Data under study =>
--- START ---
Issue #68, opened 2019-04-02
Support sever side integration


pi0:
### What problem does this feature solve?

Node integration and allow using `$sentry` in server side code

Related issues: #19, #33
Related PRs: #61

<div align="right"><sub><em>This feature request is available on <a href="https://cmty.app/nuxt">Nuxt</a> community (<a href="https://cmty.app/nuxt/sentry-module/issues/c52">#c52</a>)</em></sub></div>

rchl:
I think you meant `$sentry` rather than `$dsn`.
With latest changes dsn is set properly so sentry catches errors properly on the server side. Just that `$sentry` object is not exposed.

pi0:
Hi. Yes it was a after midnight typo 😂

aldarund:
closed in #72

Issue #63, opened 2019-03-08
About Client or Server logging


benoitemile:
### What problem does this feature solve?

We would be able to have specific monitoring and alerting on client side errors differently from server side errors.

<div align="right"><sub><em>This feature request is available on <a href="https://cmty.app/nuxt">Nuxt</a> community (<a href="https://cmty.app/nuxt/sentry-module/issues/c46">#c46</a>)</em></sub></div>

aldarund:
closed in #72

benoitemile:
thanks !!

PR #72, opened 2019-04-03
v3 update ( sentry 5, ssr plugin )

### LINKED ISSUE #70: [RFC] v3 checklist
- Server side plugin support
- Drop support for Nuxt 1.x
- Improve default webpack config
- Upgrade to sentry@5

aldarund:
sentry 5 update
plugin for server side
deprecate nuxt 1.0

Fixes #70 #68 #73 #63

### DIFF
--- a/lib/module.js
+++ b/lib/module.js
@@ -82,12 +82,15 @@ module.exports = function sentry(moduleOptions) {
   // Register the server plugin
   if (!options.disableServerSide) {
     // Initialize Sentry
-    Sentry.init({
-      dsn: options.dsn,
-      ...options.config,
-      integrations: filterDisabledIntegration(options.serverIntegrations).
-        map(name => new Integrations[name](options.serverIntegrations[name]))
-    })
+    if (!options.config.disabled) {
+      Sentry.init({
+        dsn: options.dsn,
+        ...options.config,
+        integrations: filterDisabledIntegration(options.serverIntegrations).
+          map(name => new Integrations[name](options.serverIntegrations[name]))
+      })
+    }
+
     process.sentry = Sentry
     logger.success('Started logging errors to Sentry')
 
--- a/lib/module.js
+++ b/lib/module.js
@@ -46,6 +46,7 @@ module.exports = function sentry(moduleOptions) {
     this.addPlugin({
       src: path.resolve(__dirname, 'sentry.client.js'),
       fileName: 'sentry.client.js',
+      mode: 'client',
       options: {
         dsn: options.dsn,
         ...options.config
@@ -71,6 +72,7 @@ module.exports = function sentry(moduleOptions) {
     this.addPlugin({
       src: path.resolve(__dirname, 'sentry.server.js'),
       fileName: 'sentry.server.js',
+      mode: 'server',
       options: {
         dsn: options.dsn,
         ...options.config
--- a/lib/module.js
+++ b/lib/module.js
@@ -8,6 +8,7 @@ const logger = require('consola').withScope('nuxt:sentry')
 
 module.exports = function sentry(moduleOptions) {
   const publicPath = this.options.build.publicPath
+  const buildDirRelative = path.relative(this.options.rootDir, this.options.buildDir)
   const defaults = {
     dsn: process.env.SENTRY_DSN || false,
     disabled: process.env.SENTRY_DISABLED || false,
@@ -18,7 +19,7 @@ module.exports = function sentry(moduleOptions) {
       environment: this.options.dev ? 'development' : 'production'
     },
     webpackConfig: {
-      include: ['.nuxt/dist/client', '.nuxt/dist/server'],
+      include: [`${buildDirRelative}/dist`],
       ignore: [
         'node_modules',
         '.nuxt/dist/client/img'
--- a/lib/module.js
+++ b/lib/module.js
@@ -1,3 +1,4 @@
+import * as Integrations from '@sentry/integrations'
 const path = require('path')
 const Sentry = require('@sentry/node')
 const WebpackPlugin = require('@sentry/webpack-plugin')
@@ -6,21 +7,23 @@ const deepMerge = require('deepmerge')
 const logger = require('consola').withScope('nuxt:sentry')
 
 module.exports = function sentry(moduleOptions) {
+  const publicPath = this.options.build.publicPath
   const defaults = {
     dsn: process.env.SENTRY_DSN || false,
     disabled: process.env.SENTRY_DISABLED || false,
     disableClientSide: process.env.SENTRY_DISABLE_CLIENT_SIDE || false,
+    disableServerSide: process.env.SENTRY_DISABLE_SERVER_SIDE || false,
     publishRelease: process.env.SENTRY_PUBLISH_RELEASE || false,
     config: {
       environment: this.options.dev ? 'development' : 'production'
     },
     webpackConfig: {
-      include: ['.nuxt/dist/client'],
+      include: ['.nuxt/dist/client', '.nuxt/dist/server'],
       ignore: [
         'node_modules',
         '.nuxt/dist/client/img'
       ],
-      urlPrefix: '~/_nuxt/', // TODO: Use publicPath
+      urlPrefix: publicPath.startsWith('/') ? `~${publicPath}` : publicPath,
       configFile: '.sentryclirc'
     }
   }
@@ -38,12 +41,50 @@ module.exports = function sentry(moduleOptions) {
     return
   }
 
-  // Initialize Sentry
-  Sentry.init({
-    dsn: options.dsn,
-    ...options.config
-  })
-  logger.success('Started logging errors to Sentry')
+  // Register the client plugin
+  if (!options.disableClientSide) {
+    this.addPlugin({
+      src: path.resolve(__dirname, 'sentry.client.js'),
+      fileName: 'sentry.client.js',
+      options: {
+        dsn: options.dsn,
+        ...options.config
+      }
+    })
+  }
+
+  // Register the server plugin
+  if (!options.disableServerSide) {
+    // Initialize Sentry
+    Sentry.init({
+      dsn: options.dsn,
+      ...options.config,
+      integrations: [
+        new Integrations.Dedupe(),
+        new Integrations.ExtraErrorData(),
+        new Integrations.RewriteFrames(),
+        new Integrations.Transaction()
+      ]
+    })
+    logger.success('Started logging errors to Sentry')
+
+    this.addPlugin({
+      src: path.resolve(__dirname, 'sentry.server.js'),
+      fileName: 'sentry.server.js',
+      options: {
+        dsn: options.dsn,
+        ...options.config
+      }
+    })
+    this.nuxt.hook('render:setupMiddleware', app => app.use(Sentry.Handlers.requestHandler()))
+    this.nuxt.hook('render:errorMiddleware', app => app.use(Sentry.Handlers.errorHandler()))
+    this.nuxt.hook('generate:routeFailed', ({ route, errors }) => {
+      errors.forEach(({ error }) => Sentry.withScope((scope) => {
+        scope.setExtra('route', route)
+        Sentry.captureException(error)
+      }))
+    })
+  }
 
   // Enable publishing of sourcemaps
   this.extendBuild((config, { isClient, isDev }) => {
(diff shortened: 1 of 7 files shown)


package.json
```diff
@@ -39,7 +40,7 @@
     "standard-version": "^5.0.2"
   },
   "peerDependencies": {
-    "nuxt": "<1.0.0 || >1.2.1"
+    "nuxt": ">2.0.0"
```
pi0: As we have nuxt-edge do you think peerDependencies is needed?

lib/sentry.client.js
```diff
@@ -1,19 +1,15 @@
 import Vue from 'vue'
 import * as Sentry from '@sentry/browser'
+import * as Integrations from '@sentry/integrations';
```
pi0: Named import would help better treeshaking

lib/module.js
```diff
@@ -6,21 +7,23 @@ const deepMerge = require('deepmerge')
...
     disabled: process.env.SENTRY_DISABLED || false,
     disableClientSide: process.env.SENTRY_DISABLE_CLIENT_SIDE || false,
+    disableServerSide: process.env.SENTRY_DISABLE_SERVER_SIDE || false,
     publishRelease: process.env.SENTRY_PUBLISH_RELEASE || false,
     config: {
       environment: this.options.dev ? 'development' : 'production'
     },
     webpackConfig: {
-      include: ['.nuxt/dist/client'],
+      include: ['.nuxt/dist/client', '.nuxt/dist/server'],
```
pi0: ~> `.nuxt/dist` or maybe `{buildDir}/dist`?

lib/module.js
```diff
@@ -38,37 +41,41 @@ module.exports = function sentry(moduleOptions) {
...
+        new Integrations.Dedupe(),
+        new Integrations.ExtraErrorData(),
+        new Integrations.RewriteFrames(),
+        new Integrations.Transaction()
+      ]
+    })
+    logger.success('Started logging errors to Sentry')
+
+    this.addPlugin({
+      src: path.resolve(__dirname, 'sentry.server.js'),
```
pi0: Will the name here, imply only including in server bundle?

pi0: I suggest to specify `mode: 'server'` (Also this is not covering all 2.x support)

aldarund: @pi0 Yes, it should be processed by normalizePlugins as server only plugin, unless i miss something :)

aldarund: @pi0 hm, right . Is mode:server avaiable from 2.0 ? I think it was added later no?

pi0: Yes both added from a minor version. Using explicit mode would be better idea.

lib/module.js
aldarund: @pi0 is there a way to get buildDir relative path ? this.options.buildDir will have an absolute path and sentry-webpack-plugin wants here relative path

package.json
aldarund: ye, right, removed

lib/module.js
aldarund: I changed to use explicit mode, but since mode available only from some minor it means we will only support it from there. So need change readme. Or maybe u have better ideas?

lib/module.js
pi0: I would suggest something like this: `path.relative(rootDir, buildDir)`

lib/module.js
pi0: I think mentioning in the readme/changelog is sufficient. BW support with alias makes module code complex and unmaintainable.

lib/sentry.client.js
```diff
@@ -1,19 +1,15 @@
...
-      new Sentry.Integrations.ExtraErrorData,
-      new Sentry.Integrations.InboundFilters,
-      new Sentry.Integrations.FunctionToString,
-      new Sentry.Integrations.TryCatch,
-      new Sentry.Integrations.Breadcrumbs,
-      new Sentry.Integrations.GlobalHandlers,
-      new Sentry.Integrations.LinkedErrors,
-      new Sentry.Integrations.UserAgent,
-      new Sentry.Integrations.Vue({ Vue })
+      new Dedupe(),
```
pi0: Maybe we can make integrations configurable?

lib/sentry.server.js
```diff
@@ -0,0 +1,20 @@
...
+    integrations: [
+        new Dedupe(),
+        new ExtraErrorData(),
+        new RewriteFrames(),
+        new Transaction()
+      ]
+  })
+
+  if (!opts.disabled) {
+    Sentry.init(opts)
```
pi0: Is this init happening once or per-request? If sentry does not allows instance creation maybe it would be better to initialize it outside of this function and just inject it. (or move init to module and just inject here)

lib/module.js
```diff
@@ -38,37 +42,43 @@ module.exports = function sentry(moduleOptions) {
...
       }
     })
   }
 
-  // Initialize the hooks
-  if (this.nuxt.hook) {
+  // Register the server plugin
+  if (!options.disableServerSide) {
+    // Initialize Sentry
+    Sentry.init({
```
pi0: I think either this or `sentry.server.js` is duplicate as both are running in the same porcces. What do you think to Init sentry here and inject it to `process.sentry` so the server plugin can inject it directly as `$sentry`?

lib/module.js
```diff
@@ -2,25 +2,29 @@ const path = require('path')
 const Sentry = require('@sentry/node')
 const WebpackPlugin = require('@sentry/webpack-plugin')
 const deepMerge = require('deepmerge')
+const { Dedupe, ExtraErrorData, RewriteFrames, Transaction } = require('@sentry/integrations')
```
pi0: The node.js build does not allows any tree shaking. Maybe keeping original reference (`SentryIntegrations = `) would be better idea here so if we make integrations configurable we can use a for loop to enable some.

aldarund: @pi0 if we make integration configurable loop not enough, because integrations can take params, so we will need to pass whole initialized integration instances

aldarund: But then for client integrations we wont be able to serialize them ..

pi0: We can't do this for client config, maybe it can be in the form of an object that keys are integration name and values are an array that describes params? 

server:

```js
{
  Dedupe: [],
  ExtraErrorData: [],
  RewriteFrames: [],
  Transaction: []
}
```

client:

```js
{
  ExtraErrorData: [],
  ReportingObserver: [],
  RewriteFrames: []
}
```

- Regarding `VueIntegration`, it may have it's own config as we have to also pass Vue instance so need to somehow apply defaults
- Not sure if it is a convention or strict that params should be passed by a single object, but in that case, we may use values as `{}`

aldarund: @pi0 ye, that could work but params could be functions also.

pi0: We can partially support config or allow function serialization. In both cases supporting _what integration_ to enable is better than nothing :)

lib/sentry.server.js
```diff
@@ -0,0 +1,20 @@
...
+  const opts = Object.assign({}, <%= serialize(options) %>, {
+    integrations: [
+        new Dedupe(),
+        new ExtraErrorData(),
+        new RewriteFrames(),
+        new Transaction()
+      ]
+  })
+
+  if (!opts.disabled) {
```
rchl: Both in .server and .client, this check is no longer necessary because module will exit early if `disabled` is true.

lib/sentry.server.js
rchl: Exported plugin function is called per ssr request so this doesn't seem correct. And as you mentioned in other comment, Init is duplicated here and in the module for server.

lib/module.js
```diff
@@ -77,23 +87,14 @@ module.exports = function sentry(moduleOptions) {
...
-      renderer.errorMiddleware = (err, req, res, next) => {
-        // Log the error
-        Sentry.withScope((scope) => {
-          scope.setExtra('req', req)
-          Sentry.captureException(err)
-        })
+  // Enable publishing of sourcemaps
+  this.extendBuild((config, { isClient, isDev }) => {
+    if (!options.publishRelease || isDev) return
+    if (isClient) config.devtool = '#sourcemap'
```
rchl: Logic here was not, and still is not, correct IMO. This code here extends both client and server builds with the plugin and yet it only enables generation of source maps for client build. So this code will upload `dist` folder once on building client and then again on building server (without server source maps as those weren't generated).

So I think the proper logic here would be to either:
a) return early on `!isClient` so that we don't upload `dist/server` at all
or
b) always generate source maps and add  `WebpackPlugin` only for `!isClient` (as server bundles are generated second).

For me, I've actually decided to only upload client stuff here as I've enabled sourcemaps for the server in `nuxt.config.js` and I include those in deployed app and that seems to give proper stack traces already without uploading code to Sentry. It's possible that I'm missing out on something by not uploading to Sentry but I'm not sure what.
--- END ---
What is required => From the first line of the data above to the line holding "process.sentry = Sentry", reproduce each line exactly; emit no other lines.

Solution below =>
Issue #68, opened 2019-04-02
Support sever side integration


pi0:
### What problem does this feature solve?

Node integration and allow using `$sentry` in server side code

Related issues: #19, #33
Related PRs: #61

<div align="right"><sub><em>This feature request is available on <a href="https://cmty.app/nuxt">Nuxt</a> community (<a href="https://cmty.app/nuxt/sentry-module/issues/c52">#c52</a>)</em></sub></div>

rchl:
I think you meant `$sentry` rather than `$dsn`.
With latest changes dsn is set properly so sentry catches errors properly on the server side. Just that `$sentry` object is not exposed.

pi0:
Hi. Yes it was a after midnight typo 😂

aldarund:
closed in #72

Issue #63, opened 2019-03-08
About Client or Server logging


benoitemile:
### What problem does this feature solve?

We would be able to have specific monitoring and alerting on client side errors differently from server side errors.

<div align="right"><sub><em>This feature request is available on <a href="https://cmty.app/nuxt">Nuxt</a> community (<a href="https://cmty.app/nuxt/sentry-module/issues/c46">#c46</a>)</em></sub></div>

aldarund:
closed in #72

benoitemile:
thanks !!

PR #72, opened 2019-04-03
v3 update ( sentry 5, ssr plugin )

### LINKED ISSUE #70: [RFC] v3 checklist
- Server side plugin support
- Drop support for Nuxt 1.x
- Improve default webpack config
- Upgrade to sentry@5

aldarund:
sentry 5 update
plugin for server side
deprecate nuxt 1.0

Fixes #70 #68 #73 #63

### DIFF
--- a/lib/module.js
+++ b/lib/module.js
@@ -82,12 +82,15 @@ module.exports = function sentry(moduleOptions) {
   // Register the server plugin
   if (!options.disableServerSide) {
     // Initialize Sentry
-    Sentry.init({
-      dsn: options.dsn,
-      ...options.config,
-      integrations: filterDisabledIntegration(options.serverIntegrations).
-        map(name => new Integrations[name](options.serverIntegrations[name]))
-    })
+    if (!options.config.disabled) {
+      Sentry.init({
+        dsn: options.dsn,
+        ...options.config,
+        integrations: filterDisabledIntegration(options.serverIntegrations).
+          map(name => new Integrations[name](options.serverIntegrations[name]))
+      })
+    }
+
     process.sentry = Sentry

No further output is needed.